11 Comments Add yours

  1. Lola says:

    Midge has pregnancy brain and cankles. Her transgression with walmart is forgivable. But Alan! What are you thinking, Man?

    1. I know! His behavior is reprehensible!

  2. Paulette Richards says:

    Very funny profile of the Hadleys! Do they ever break faith and go into MacDonald’s because the baby needs changing and it is the only place that reliably has a family bathroom? My nephew was never even supposed to smell a fast food french fry but my brother and sister and law ended up in MacDonald’s family restrooms a number of times and then they actually bought Happy Meals to gain entrance to the indoor playgrounds after long stretches of rain when the kids couldn’t play outside.

    I have Midge, the kitchen set that came with both grandparents, and the Volvo. I wish Mattel would make some more grandparent dolls.

    1. Ohh…I hadn’t thought of that. I’ll bet after Midge had that baby she did just that. It’s funny what you vow you’ll never do, and then you do for expediency’s sake.

      I love the Happy Family so freaking much. Do you have the brown ones or the peach ones?

      The Volvo is amazing isn’t it?

  3. Anika says:

    This is funny. I love the story for the Hadleys. I have both sets of HF families & the grandparents. I’ve had the Volvo for years and love it. I haven’t used it lately but it is parked with the other vehicles I own.

    Alan just got real lazy and it’s a shame. He’s wasting money that’s unforgivable :O)

    1. Other than the original brou-ha-ha about the pregnancy, I think Happy Family was a huge hit. I want the white grandparents too. Just have to get around to them. Lol about Alan.

  4. sandra says:

    The caucasian version of Alan looks demented to me, so I matched Pregnant Midge with Max Steele. I know he’s an action hero, but he has such a wistful look about him.

  5. emylie_bo_bemylie says:

    what doll is Midge/Trichelle’s bossy mother? Is her nose a little bit more convex than typical, or am I just misinterpreting the image?

    1. emylie_bo_bemylie says:

      sorry, never mind.
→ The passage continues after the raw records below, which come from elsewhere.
PR #716, opened 2024-12-09
#643 allow to skip verification of TLS certs for Trino connection

### LINKED ISSUE #643: How to use self signed cert with trino connection
Trino do not accept basic authentication using http.

Using https it requires tls/ssl cert, the trino-python library circumvent this by using verify=false.

Is there a way to pass the verify=false as a parameter in the connection string or any other way to connect as the current documentation propose trino+https with the username and password in the connection string; this couldn't work.

Thanks a lot guys!

domnikl:
Resolves #643


tooptoop4:
@wangxiaoying do u know when this can be released?

wangxiaoying:
Hi @tooptoop4 @domnikl , I have released a new alpha version for the PR. Please feel free to check out by `pip install connectorx==0.4.1a1`

Issue #438, opened 2023-01-27
Support for Trino


romanzdk:
Please add support for Trino SQL engine

antonysouthworth-halter:
+1 on this, I feel like it should not be too difficult given there is already the official DBAPI wrapper https://github.com/trinodb/trino-python-client

zeddit:
+1, but it seems trino is using http as interface, thus won't be accelerated too much.

wseaton:
Here's an example Trino Rust client implementation: https://github.com/joshthoward/trino-rust-client, it's basically just a wrapper around a few REST API calls. There are also very tricky things like supporting OAuth and automatically de-serializing the data into an Arrow table format that are absent. 

Benchmarking that (as the best case) against the python bindings might show if there is a room for speedup, but I doubt much is to be gained.

domnikl:
Trino support was added in 0.3.3

JakkuSakura:
Arrow table format is not supported yet

JakkuSakura:
I continued work since the last PR. It now builds with trino arrow support, but I can't use the wheel as it says
ImportError: dlopen(/opt/homebrew/lib/python3.13/site-packages/connectorx/connectorx.cpython-313-darwin.so, 0x0002): weak-def symbol not found '_PyBaseObject_Type'

It's not something I'm familiar with. Maybe it's better to let the maintainers test and build

PR #722, opened 2025-01-06
Trino arrow + arrow2 support

JakkuSakura:
I see the trino arrow + arrow2 transports were added, but still can't use them. I tried to add them here.
closes https://github.com/sfu-db/connector-x/issues/438


wangxiaoying:
Thank you @JakkuSakura for the PR!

I realized it was Barbra Streisand barbie! Who I really want, I’m kind of obsessed with dolls with slightly larger/bumpier/more hooked/more convex noses.

      1. have you looked at the Cha-Cha doll from Grease? I have her and she’s great.

  6. I’ve been reading all that you write for about an hour now! I’m from Argentina where it’s always been really hard to find any barbie doll that wasn’t blond… I’ve always been the only one of my friends who had brunettes, african, latin, asians, readheads, etc.. And I keep them and love them so much!
    I’ve got the two Midges (I used to say they were twins like those 3 rare cases of different colour twins) and have never noticed their big foreheads until today!!! I love the way you play and teach you daugter, congrats on that!!!